**TASK**
Only the lines running from the one with "--- a/CMakeLists.txt" to the end of the listing should be returned, each exactly as it appears, with both ends kept.

■ ■ ■ ■ ■

PR #4326, opened 2025-04-01
Bump spicy to current master [nomail]

timwoj:
This is primarily to bring in the fixes for CMake 4 on macOS. CI builds are currently broken because of macOS updating that via `brew`.

### DIFF
--- a/CMakeLists.txt
+++ b/CMakeLists.txt
@@ -18,6 +18,22 @@ if (WIN32)
     set(CMAKE_TOOLCHAIN_FILE ${_toolchain} CACHE STRING "Vcpkg toolchain file")
 endif ()
 
+if (APPLE AND CMAKE_VERSION VERSION_GREATER_EQUAL 4.0.0 AND NOT CMAKE_OSX_SYSROOT)
+    # Spicy needs having CMAKE_OSX_SYSROOT point to the macOS SDK
+    # path, but starting with CMake 4.0, CMAKE_OSX_SYSROOT is not set
+    # automatically anymore. So we follow the guidance from the CMake 4.0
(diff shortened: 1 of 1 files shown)


timwoj:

■ ■ ■ ■ ■

**THE COMPLETED TASK**
--- a/CMakeLists.txt
+++ b/CMakeLists.txt
@@ -18,6 +18,22 @@ if (WIN32)
     set(CMAKE_TOOLCHAIN_FILE ${_toolchain} CACHE STRING "Vcpkg toolchain file")
 endif ()
 
+if (APPLE AND CMAKE_VERSION VERSION_GREATER_EQUAL 4.0.0 AND NOT CMAKE_OSX_SYSROOT)
+    # Spicy needs having CMAKE_OSX_SYSROOT point to the macOS SDK
+    # path, but starting with CMake 4.0, CMAKE_OSX_SYSROOT is not set
+    # automatically anymore. So we follow the guidance from the CMake 4.0
(diff shortened: 1 of 1 files shown)


timwoj:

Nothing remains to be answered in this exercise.